### What is needed
Only the lines that include "logger" should be copied from the data below.

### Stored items
PR #233, opened 2021-07-08
modified push notification model to replace body with messageUri

RobertLaverick:


crystalmark (approved):

app/models/ArrivalMessageNotification.scala
```diff
@@ -53,12 +55,16 @@ object ArrivalMessageNotification {
         obj ++ Json.obj("requestId" -> requestId(arrival.arrivalId))
     }
 
-  def fromRequest(request: InboundMessageRequest[NodeSeq], timestamp: LocalDateTime): ArrivalMessageNotification =
+  def fromRequest(request: InboundMessageRequest[NodeSeq], timestamp: LocalDateTime): ArrivalMessageNotification = {
+    val messageId  = MessageId.fromIndex(request.arrivalRequest.arrival.messages.length)
+    val arrivalUrl = requestId(request.arrivalRequest.arrival.arrivalId)
     ArrivalMessageNotification(
+      s"$arrivalUrl/messages/${messageId.index}",
```
DavidGregory084, line 62: Should this really be `messageId.index`? I think that the message IDs that we expose in the URL are 1-indexed rather than 0-indexed. See e.g. https://github.com/hmrc/transit-movements-trader-at-destination/blob/master/app/models/MessageId.scala#L34 which is used for unbinding message IDs to URLs.

DavidGregory084: Perhaps we could refactor `MessageId` so that it has a method for getting the user-facing ID rather than an `unapply` method which is a bit magical IMO?

RobertLaverick: I'm adding a humanValue def that will return the index + 1 value, which is what I should be using here. I'll add some model tests to confirm this works since there are none for the notification.

crystalmark: Would it be easier to make the MessageId (etc) 1 based to save all the +1s and -1s and publicValue vs index?

DavidGregory084: The problem is that MessageId doesn't really exist - it's just the index of the message in the message array. There's no way of making it 1-based because it's a derived property. I am trying to fix that on CTDA-1374.

PR #246, opened 2021-08-20
CLI-71: Refactor for the push pull notification service and NCTScontroller

MatthewAlexanderBeck:


test/controllers/NCTSMessageControllerSpec.scala
```diff
@@ -42,275 +38,122 @@ import org.scalatestplus.scalacheck.ScalaCheckPropertyChecks
...
         val result = route(application, request).value
 
         status(result) mustEqual OK
-        header(LOCATION, result) mustBe Some(routes.MessagesController.getMessage(arrivalWithoutBox.arrivalId, arrivalWithoutBox.nextMessageId).url)
+        header(LOCATION, result) mustBe Some(routes.MessagesController.getMessage(arrival.arrivalId, arrival.nextMessageId).url)
       }
     }
 
-    "must return NotFound for an arrivalWithoutBox that does not exist" in {
+    "must return NotFound when the MovementMessageOrchestratorService returns an ArrivalNotFoundError" in {
```
ericohwotu, line 83: wasn't CLI-71 to return an OK in this scenario?

ericohwotu (approved):

app/services/PushPullNotificationService.scala
```diff
@@ -47,17 +54,30 @@ class PushPullNotificationService @Inject()(connector: PushPullNotificationConne
...
+            .map {
+              case Left(UpstreamErrorResponse(message, statusCode, _, _)) =>
+                logger.warn(s"Error $statusCode received while sending notification for boxId ${box.boxId}: $message")
+              case Right(_) => ()
+
+            }
+            .recover {
+              case NonFatal(e) =>
+                logger.error(s"Error while sending push notification", e)
+            }
```
DavidGregory084, line 80: It does feel a little bit like we are moving some HTTP-level logic (what I'd usually consider controller stuff) into the service layer here - not a comment that needs to be addressed but maybe something we need to think about

test/services/MovementMessageOrchestratorServiceSpec.scala
```diff
@@ -0,0 +1,140 @@
...
+        when(mockSaveMessageService.saveInboundMessage(any(), any())(any())).thenReturn(Future.successful(Right(())))
+        when(mockPushPullNotificationService.sendPushNotification(any(), any())(any())).thenReturn(Future.unit)
+
+        val application = baseApplicationBuilder
+          .overrides(bind[InboundRequestService].toInstance(mockInboundRequestService))
+          .overrides(bind[SaveMessageService].toInstance(mockSaveMessageService))
+          .overrides(bind[PushPullNotificationService].toInstance(mockPushPullNotificationService))
+          .build()
+
+        running(application) {
```
DavidGregory084, line 70: I think we should avoid running up a Guice apps for every test step as much as we can - I have seen this approach take test suites into tens of minutes just due to the overhead of starting apps. 
I don't think you need to run the app unless you want to hit a controller endpoint via the router - the rest of the time you can declare the application once and then use the `app.injector` to get things.

DavidGregory084 (approved):
Looks great, just a couple minor comments 💯

test/controllers/NCTSMessageControllerSpec.scala
amaalali: We've since pivoted and this 404 to 200 mapping is now done by the `transit-movements-trader-router`

app/services/PushPullNotificationService.scala
amaalali: All of the logic is the same from before, except instead of passing in the values boxId and notification, we're making this service dependent on needing a InboundMessageRequest which has those bits of data in it or has the data which we should work out in this service (eg using `ArrivalMessageNotification.fromInboundRequest`). 

Is that the main concern that we're passing in the headers to this service layer?

amaalali:
test this please

app/services/PushPullNotificationService.scala
DavidGregory084: Yeah I think so, but let's leave as is for now as like I say it's not a huge problem

PR #248, opened 2021-08-24
CTDA-1580 Upgrade auth-client for Auth CL250 changes

DavidGregory084:


app/config/Constants.scala
```diff
@@ -17,6 +17,7 @@
 package config
 
 object Constants {
-  val BoxName         = s"customs/transits##1.0##notificationUrl"
-  val XClientIdHeader = "X-Client-Id"
+  val BoxName          = s"customs/transits##1.0##notificationUrl"
```
jaynabonne, line 20: Nit-picky: does this the "s"?

app/connectors/MessageConnector.scala
```diff
@@ -30,56 +28,65 @@ import models.MessageSender
...
-    lazy val messageSender = MessageSender(arrivalId, message.messageCorrelationId)
+    val xmlMessage = TransitWrapper(message.message).toString
+
+    val messageSender = MessageSender(arrivalId, message.messageCorrelationId)
 
-    val newHeaders = headerCarrier
-      .copy(authorization = None)
-      .withExtraHeaders(addHeaders(message.messageType, dateTime, messageSender, channelType): _*)
+    val requestHeaders =
+      hc.headers(Seq(Constants.XClientIdHeader, Constants.XRequestIdHeader)) ++ messageHeaders(message.messageType, dateTime, messageSender, channelType)
```
jaynabonne, line 57: So if I read this right, it only needs two headers from the original hc?

app/config/Constants.scala
DavidGregory084: No you are right - I think this was left over from when we considered parsing the API version header - will update

app/connectors/MessageConnector.scala
DavidGregory084: Yes I think so - the eis-router adds its own Authorization header because there is a specific bearer token required for each EIS instance. The other one that we pass around everywhere is for determining which channel the movement came from (the frontend services or the API), which is not so relevant for the router.

PR #252, opened 2021-09-07
CTCTRADERS-2620 case insenitive

shaileshp0110:


jaynabonne (approved):

app/repositories/ArrivalMovementRepository.scala
```diff
@@ -309,7 +309,7 @@ class ArrivalMovementRepository @Inject()(
     }
 
   private def withMRNSearchQuery(mrn: String, pageSize: Option[Int], channelFilter: ChannelType, selector: JsObject, countSelector: JsObject) = {
-    val mrnSelector = Json.obj("movementReferenceNumber" -> Json.obj("$regex" -> mrn))
+    val mrnSelector = Json.obj("movementReferenceNumber" -> Json.obj("$regex" -> mrn, "$options" -> "i"))
```
DavidGregory084, line 312:
```suggestion
    val mrnSelector = Json.obj("movementReferenceNumber" -> Json.obj("$regex" -> s"^$mrn", "$options" -> "i"))
```
This might help the performance by ensuring that the regex search is always a prefix search - unless you want inner matches?

jaynabonne: I believe the match is supposed to be anywhere in the string.

DavidGregory084 (approved):

app/repositories/ArrivalMovementRepository.scala
shaileshp0110: I am not sure if the MRN  can be always prefixed search it's a good point, @amaalali  do you it free search or it will be prefixed search

PR #259, opened 2021-09-29
CTCTRADERS-2607 Check new enrolment and legacy enrolment

carrielies:


DavidGregory084:
@carrielies there is already a PR for this change - see #257

DavidGregory084:
we have also covered departures at https://github.com/hmrc/transits-movements-trader-at-departure/pull/138 and the test support API at https://github.com/hmrc/common-transit-convention-traders-test-support/pull/78/files

PR #260, opened 2021-10-05
CTCTRADERS-2636: Removed message status from arrival response

MatthewAlexanderBeck:


app/models/ArrivalWithoutMessages.scala
```diff
@@ -36,7 +36,8 @@ case class ArrivalWithoutMessages(
   lastUpdated: LocalDateTime = LocalDateTime.now,
   notificationBox: Option[Box],
   nextMessageId: MessageId,
-  nextMessageCorrelationId: Int
+  nextMessageCorrelationId: Int,
+  messagesMetaData: Seq[MessageMetaData]
```
jaynabonne, line 40: Nit pick: it seems strange to still call this ArrivalWithoutMessages. :)

MatthewAlexanderBeck: Yeah, it looks a bit strange however it doesnt return the full message, only the message type and date. The other corresponding model will return the full message with all data. Saves us having to get too much when creating summary pages etc that dont require all the data

jaynabonne: Seems fine.

jaynabonne (approved):

PR #271, opened 2021-12-16
CTDA-1585: Pull only required messages for PDFGenerationController

drnaylor-oc:
* Adds `getMessagesOfType` to `ArrivalMovementRepository` for retriving only messages and an EORI number
* Adds `AuthenticatedGetMessagesAction` and associated support for handling requests for specific message types
* Adds `ArrivalMessages` object to bundle messages, the EORI number and arrival ID
* Adds supporting tests

A similar PR will be made to the departure repo.

### DIFF
--- a/app/services/UnloadingPermissionPDFService.scala
+++ b/app/services/UnloadingPermissionPDFService.scala
@@ -18,6 +18,8 @@ package services
 
 import connectors.ManageDocumentsConnector
 import models.Arrival
+import models.MovementMessage
+import models.PdfDocument
 import models.WSError
 import models.WSError._
 import play.api.mvc.Results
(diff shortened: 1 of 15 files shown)


RobertLaverick (approved):

app/services/UnloadingPermissionPDFService.scala
```diff
@@ -28,33 +30,38 @@ import uk.gov.hmrc.http.HeaderCarrier
...
-                Left(OtherError(otherErrorCode, result.body))
-            }
-        }
-      case None => Future.successful(Left(NotFoundError))
+      case Some(unloadingPermission) => generatePDF(unloadingPermission.message)
+      case None                      => Future.successful(Left(NotFoundError))
     }
 
+  def getPDF(messages: List[MovementMessage])(implicit hc: HeaderCarrier, ec: ExecutionContext): Future[Either[WSError, PdfDocument]] =
+    generatePDF(messages.minBy(_.messageCorrelationId).message)
```
DavidGregory084, line 65: I think we would usually get the `.maxBy(_.messageCorrelationId)` i.e. the most recent message?

DavidGregory084 (approved):
This is looking really good @drnaylor-oc - just one small query 👍

app/services/UnloadingPermissionPDFService.scala
drnaylor-oc: I took this from https://github.com/hmrc/transit-movements-trader-at-destination/blob/main/app/services/ArrivalMessageSummaryService.scala#L102, which suggests that we get the first message rather than the last. Is it possible that this in itself is a bug? I'd imagine it probably is because everything else is max rather than min.

Might be good for me to introduce another test in here to back up what the right behaviour is.

DavidGregory084: Resolving as this seems to be deliberate https://jira.tools.tax.service.gov.uk/browse/CTDA-1144

PR #1464, opened 2020-07-27
UnixPB: Install cmake on aarch64

Haroon-Khel:
Ref https://github.com/AdoptOpenJDK/openjdk-infrastructure/issues/1462

This pr includes a condition in the cmake role to install cmake on aarch64

### DIFF
--- a/ansible/playbooks/AdoptOpenJDK_Unix_Playbook/roles/cmake/tasks/main.yml
+++ b/ansible/playbooks/AdoptOpenJDK_Unix_Playbook/roles/cmake/tasks/main.yml
@@ -31,7 +31,7 @@
     checksum: sha256:8f864e9f78917de3e1483e256270daabc4a321741592c5b36af028e72bff87f5
   when:
     - (cmake_installed.rc != 0 ) or (cmake_installed.rc == 0 and cmake_version.stdout is version_compare(cmakeVersion, operator='lt') )
-    - (ansible_architecture == "x86_64") or (ansible_architecture == "ppc64le") or (ansible_architecture == "s390x") or (ansible_architecture == "aarch64")
+    - ansible_architecture != "armv7l"
     - (ansible_distribution != "openSUSE")
   tags: cmake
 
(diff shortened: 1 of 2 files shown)


Haroon-Khel:
@Willsparker does the vpc job test on aarch64?

sxa:
@Haroon-Khel [VPC](https://ci.adoptopenjdk.net/view/Tooling/job/VagrantPlaybookCheck/) uses VirtualBox so is only able to do x64 operating systems. We are now doing [tests using qemu](https://ci.adoptopenjdk.net/view/Tooling/job/QEMUPlaybookCheck/) on which we've only just recently added the aarch64 support, however I think OpenJ9 have only just enabled cmake which is why this is now an issue.

gdams:
@Haroon-Khel the travis job does run arm64 testing (it builds the dockefile) see https://travis-ci.com/github/AdoptOpenJDK/openjdk-infrastructure/jobs/365313217

ansible/playbooks/AdoptOpenJDK_Unix_Playbook/roles/cmake/tasks/main.yml
```diff
@@ -31,7 +31,7 @@
     checksum: sha256:8f864e9f78917de3e1483e256270daabc4a321741592c5b36af028e72bff87f5
   when:
     - (cmake_installed.rc != 0 ) or (cmake_installed.rc == 0 and cmake_version.stdout is version_compare(cmakeVersion, operator='lt') )
-    - (ansible_architecture == "x86_64") or (ansible_architecture == "ppc64le") or (ansible_architecture == "s390x")
+    - (ansible_architecture == "x86_64") or (ansible_architecture == "ppc64le") or (ansible_architecture == "s390x") or (ansible_architecture == "aarch64")
```
sxa, line 34: This covers all linux architectures other than armv7l (arm32) right? So I would suggest modifying this conditional to say all architectures other than armv7l to make it easier to scale this.

However it's probably worth looking at whether we even need an arm32 specific clause here. Perhaps we need to check whether cmake 3.11.4 is already in the package repositories for various distributions and if so add it into the Common role where we install stuff through the package manager. If we do that in a way that installs on armv7l/arm32 then I suspect the clause at the start of this role which checks for cmake being installed would trap that and mean we don't need all these conditionals.

Haroon-Khel:
Ive checked yum, zypper and apt. None have cmake v 3.11.4 in their package repos. Im not sure which package manager our only freebsd machine uses as I do not have access to it, `build-spearhead-freebsd12-x64-1`

sxa:
Which distributions did you test that on?

Haroon-Khel:
@sxa Ive tested this on ubuntu x86, cmake installs as expected. The travis job runs it on aarch64; cmake installs. I dont have an arm32 machine to test this on, perhaps this is something we can add to the qemu playbook check job in the future

sxa:
@Haroon-Khel I think you just volunteered to set one up ;-)

PR #1465, opened 2020-07-27
pbTests: Refactor searchLogFile functionality; Add logging for builds and tests

Willsparker:
Start to log builds and tests in a `VPC` run. This allows those logs to be searched as well, thereby stopping a `VPC` run from going onto testing if a build failed. This also stops false positives in Jenkins.
In additional, some other changes have been made:
- Adding the additional `.\ConfigureRemotingForAnsible.ps1` script calls into the Windows Vagrantfile. Previously, only the one to enable `Credssp` was ran, which did seem to suffice- however I've added these as it is required when setting up machines, and also seems to make connecting to the Windows VM via Ansible more stable.
- Change the `sed` commands that were used to add lines to the `ansible.cfg` file to an `awk` command, as this stops the requirement of `GNU sed`. (Thanks @sxa , for figuring that one out)

PR #1452, opened 2020-07-20
pbTests: Add support for ARM64 in QEMUPlaybookCheck

Willsparker:
Fixes: #1444  (This PR in conjunction with #1447 will fix 1444)

Add support for testing our playbooks on ARM64 Debian Buster through the `QEMUPlaybookCheck` Jenkins job. 
In addition to the changes done here, the `infra-softlayer-ubuntu1804-x64-1` machine has been updated to have the `ARM64.dsk.xz` file in `/qemu_base_images`. Like the other architectures, the disk image is 15GB, and has the user `linux` on it to run the playbook on.
The guide I used to setup a working Debian Buster ARM64 QEMU VM is from here https://wiki.debian.org/Arm64Qemu , using the `debian-10.4.3-20200610-openstack-arm64.qcow2` image found at https://cdimage.debian.org/cdimage/openstack/current/ .
I tested this on the `infra-softlayer-ubuntu1804-x64-1` machine and it ran through, though I can test it by configuring the `QEMUPlaybookCheck` job to pull from my git branch.

PR #1473, opened 2020-07-28
pbTests: Add logging to QEMU builds/tests & Rename ARM64 to AARCH64

Willsparker:
Ref: #1465 #1452 #1444 

Add logging to the build and test branches in `qemuPlaybookCheck.sh` to stop false positives (as it stops running a test if a build fails).  
If a build or test fails, it exits with error code `127` - the Jenkins jobs have been configured to report `unstable` if the build or tests fails, but `failure` if the playbook fails.

Tested at:
https://ci.adoptopenjdk.net/job/QEMUPlaybookCheck/60/
https://ci.adoptopenjdk.net/job/QEMUPlaybookCheck/61/. (The Jenkins job has been configured to report unstable if `exit 127` since this job ran)

### DIFF
--- a/ansible/pbTestScripts/buildJDK.sh
+++ b/ansible/pbTestScripts/buildJDK.sh
@@ -165,7 +165,7 @@ if grep 'buster' /etc/*-release >/dev/null 2>&1; then
 	export CXX=/usr/bin/g++-7
 fi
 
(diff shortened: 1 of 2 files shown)


Willsparker:
Here's an example of it working where a build fails so it reports `unstable` : 
https://ci.adoptopenjdk.net/job/QEMUPlaybookCheck/62/ARCHITECTURE=aarch64,label=vagrant/console

PR #1474, opened 2020-07-28
Enable EPEL repo for rhel 6

Haroon-Khel:
Ref https://github.com/AdoptOpenJDK/openjdk-infrastructure/issues/1470

Added a task into `Redhat.yml` which adds the EPEL repo for rhel 6.

Tested on a rhel 6 x86 machine. EPEL repo and `libdwarf-devel` are both installed without error. Im unable to test this on other architectures as only x86 rhel 6 machines are available to me through fyre. However, according to https://fedoraproject.org/wiki/EPEL#What_packages_and_versions_are_available_in_EPEL.3F, for rhel 6, EPEL is only available on x86 and i386. Hence I have added a condition which only installs the EPEL repo on x86

### DIFF
--- a/ansible/playbooks/AdoptOpenJDK_Unix_Playbook/roles/Common/tasks/RedHat.yml
+++ b/ansible/playbooks/AdoptOpenJDK_Unix_Playbook/roles/Common/tasks/RedHat.yml
@@ -27,7 +27,7 @@
 
 - name: Enable EPEL release for RHEL6
   yum: name=http://dl.fedoraproject.org/pub/epel/epel-release-latest-{{ ansible_distribution_major_version }}.noarch.rpm
-  when: 
+  when:
     - ansible_distribution_major_version == "6"
     - ansible_architecture == "x86_64"
   tags: patch_update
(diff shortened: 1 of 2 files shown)


Haroon-Khel:
Is this also an issue on Centos 6?

Willsparker:
@Haroon-Khel https://github.com/AdoptOpenJDK/openjdk-infrastructure/blob/9a8939be81093e4d91784cfe42dc2008204b9fda/ansible/playbooks/AdoptOpenJDK_Unix_Playbook/roles/Common/tasks/CentOS.yml#L9
Don't believe so

ansible/playbooks/AdoptOpenJDK_Unix_Playbook/roles/Common/tasks/RedHat.yml
```diff
@@ -25,6 +25,13 @@
     - ansible_distribution_major_version == "8"
   tags: patch_update
 
+- name: Enable EPEL release for RHEL6
```
Willsparker, line 28: This is doing the same thing as the task above it- just modify the conditions, as it already has the `{{ ansible_distribution_major_version }}` variable in it :-)

Haroon-Khel: Good point

Haroon-Khel:
The `ignore_errors: yes` can ignore the cases when installing the epel repo for rhel 6 on unsupported architectures as mentioned above

Issue #1472, opened 2020-07-27
ccache built from source if it is already in /usr/local/gcc/bin


sxa:
In most linux cases we use a gcc-7 extracted from a prebuilt tarball which includes a copy of ccache.
The ccache role only checks if there is a version in `/usr/local/bin` before deciding whether to build it's own. We should check for that location OR /usr/local/gcc/bin (Or perhaps symlink /usr/local/bin/ccache -> /usr/local/gcc/bin/ccache during the `gcc_7` role instead.

Willsparker:
I'll look into this :) 
I think symlink-ing would be the best option- presumably the build scripts are setup to search for `ccache` at set places so they may not be able to find that version, even if `ansible` does.

sxa:
On the appropriate builds we add `/usr/local/gcc/bin` into the PATH https://github.com/AdoptOpenJDK/openjdk-build/blob/master/build-farm/platform-specific-configurations/linux.sh#L135 so it's not needed but I'm ok with the symlink

PR #1476, opened 2020-07-28
UnixPB: Symlink ccache to stop building from source

Willsparker:
Fixes: #1472

Stops `ccache` being built from source when it is extracted from the binary retrieved in the `gcc_7` task. 

VPC Run: https://ci.adoptopenjdk.net/view/Tooling/job/VagrantPlaybookCheck/773/
(Only CentOS VMs are ran as they're the only ones that have the `gcc_7` task ran on them)


Willsparker:
Rerun : https://ci.adoptopenjdk.net/view/Tooling/job/VagrantPlaybookCheck/775/

Willsparker:
Okay, I've put in a task that checks if anything is at `/usr/local/bin/ccache`. Also changed the tags to `gcc_7` as opposed to `gcc-7`, to stay consistent with the name of the role.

### Exercise output
+                logger.warn(s"Error $statusCode received while sending notification for boxId ${box.boxId}: $message")
+                logger.error(s"Error while sending push notification", e)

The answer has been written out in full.